Collected data:
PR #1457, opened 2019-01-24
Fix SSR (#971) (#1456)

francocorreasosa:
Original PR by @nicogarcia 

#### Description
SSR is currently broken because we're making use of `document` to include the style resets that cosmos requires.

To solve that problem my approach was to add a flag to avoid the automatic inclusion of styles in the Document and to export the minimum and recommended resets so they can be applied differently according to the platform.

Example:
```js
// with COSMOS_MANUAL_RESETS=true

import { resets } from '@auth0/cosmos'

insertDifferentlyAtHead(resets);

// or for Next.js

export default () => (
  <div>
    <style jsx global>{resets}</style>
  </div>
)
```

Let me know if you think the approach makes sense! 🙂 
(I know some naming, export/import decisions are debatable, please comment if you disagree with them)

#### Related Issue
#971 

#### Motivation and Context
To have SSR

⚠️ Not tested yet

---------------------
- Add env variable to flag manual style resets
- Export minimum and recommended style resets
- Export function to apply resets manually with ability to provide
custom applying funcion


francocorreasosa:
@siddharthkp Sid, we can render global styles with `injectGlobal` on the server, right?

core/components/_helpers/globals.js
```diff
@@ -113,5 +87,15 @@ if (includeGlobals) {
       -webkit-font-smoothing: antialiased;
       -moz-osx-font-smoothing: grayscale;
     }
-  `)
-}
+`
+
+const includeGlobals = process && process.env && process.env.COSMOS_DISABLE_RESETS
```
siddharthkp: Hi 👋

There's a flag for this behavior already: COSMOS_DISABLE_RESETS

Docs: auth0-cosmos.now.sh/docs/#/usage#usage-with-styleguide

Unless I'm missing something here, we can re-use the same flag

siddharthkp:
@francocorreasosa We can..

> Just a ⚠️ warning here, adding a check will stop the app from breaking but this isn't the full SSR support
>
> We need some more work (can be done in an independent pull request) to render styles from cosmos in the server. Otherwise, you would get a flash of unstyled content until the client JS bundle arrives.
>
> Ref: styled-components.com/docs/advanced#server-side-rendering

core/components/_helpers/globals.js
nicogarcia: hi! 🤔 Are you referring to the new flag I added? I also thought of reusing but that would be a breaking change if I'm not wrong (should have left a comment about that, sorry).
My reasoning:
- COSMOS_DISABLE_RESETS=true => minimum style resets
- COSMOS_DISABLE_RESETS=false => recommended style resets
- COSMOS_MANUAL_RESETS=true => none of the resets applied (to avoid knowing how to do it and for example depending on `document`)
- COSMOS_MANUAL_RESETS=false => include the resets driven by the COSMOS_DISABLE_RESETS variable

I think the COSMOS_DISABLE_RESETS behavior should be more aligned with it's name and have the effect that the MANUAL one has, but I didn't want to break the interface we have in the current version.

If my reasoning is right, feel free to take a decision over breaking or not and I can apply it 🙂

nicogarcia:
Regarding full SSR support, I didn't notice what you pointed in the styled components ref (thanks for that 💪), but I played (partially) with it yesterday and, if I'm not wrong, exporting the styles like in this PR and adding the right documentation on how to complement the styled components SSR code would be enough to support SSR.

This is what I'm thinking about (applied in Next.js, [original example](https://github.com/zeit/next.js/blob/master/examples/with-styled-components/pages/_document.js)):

--

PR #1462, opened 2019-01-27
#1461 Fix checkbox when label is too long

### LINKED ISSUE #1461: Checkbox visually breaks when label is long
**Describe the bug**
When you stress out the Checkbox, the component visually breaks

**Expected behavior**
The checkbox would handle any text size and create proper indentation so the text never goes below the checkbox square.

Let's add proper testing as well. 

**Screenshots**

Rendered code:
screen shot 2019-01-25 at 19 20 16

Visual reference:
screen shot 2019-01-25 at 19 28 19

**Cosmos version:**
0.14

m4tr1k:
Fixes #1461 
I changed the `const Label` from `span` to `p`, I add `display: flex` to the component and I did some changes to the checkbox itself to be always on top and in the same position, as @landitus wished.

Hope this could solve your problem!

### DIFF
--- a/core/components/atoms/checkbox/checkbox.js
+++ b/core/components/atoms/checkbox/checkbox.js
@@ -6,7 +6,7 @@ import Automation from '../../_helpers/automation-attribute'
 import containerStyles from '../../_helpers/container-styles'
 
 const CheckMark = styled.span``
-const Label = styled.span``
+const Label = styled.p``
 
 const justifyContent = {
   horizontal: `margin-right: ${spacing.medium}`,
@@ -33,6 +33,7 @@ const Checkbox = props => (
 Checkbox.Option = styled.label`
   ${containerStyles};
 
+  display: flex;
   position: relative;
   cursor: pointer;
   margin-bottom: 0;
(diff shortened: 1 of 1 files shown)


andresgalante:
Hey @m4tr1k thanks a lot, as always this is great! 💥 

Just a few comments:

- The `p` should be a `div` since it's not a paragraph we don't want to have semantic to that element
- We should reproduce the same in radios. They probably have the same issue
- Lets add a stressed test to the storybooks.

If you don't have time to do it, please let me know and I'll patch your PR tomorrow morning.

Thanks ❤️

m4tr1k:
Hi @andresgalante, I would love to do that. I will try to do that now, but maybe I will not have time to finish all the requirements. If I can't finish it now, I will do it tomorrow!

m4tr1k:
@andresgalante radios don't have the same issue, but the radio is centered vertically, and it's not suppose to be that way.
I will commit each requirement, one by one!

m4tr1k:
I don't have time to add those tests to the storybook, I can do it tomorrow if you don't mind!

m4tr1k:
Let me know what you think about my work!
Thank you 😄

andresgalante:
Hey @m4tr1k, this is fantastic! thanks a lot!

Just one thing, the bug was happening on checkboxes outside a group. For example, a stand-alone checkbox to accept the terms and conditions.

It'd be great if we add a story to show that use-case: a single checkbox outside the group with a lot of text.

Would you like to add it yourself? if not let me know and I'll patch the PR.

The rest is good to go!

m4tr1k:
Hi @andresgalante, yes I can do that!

WHAT THE TASK ASKS » Return every line above in which the string "will" occurs.

RESULT »
> Just a ⚠️ warning here, adding a check will stop the app from breaking but this isn't the full SSR support
Hi @andresgalante, I would love to do that. I will try to do that now, but maybe I will not have time to finish all the requirements. If I can't finish it now, I will do it tomorrow!
I will commit each requirement, one by one!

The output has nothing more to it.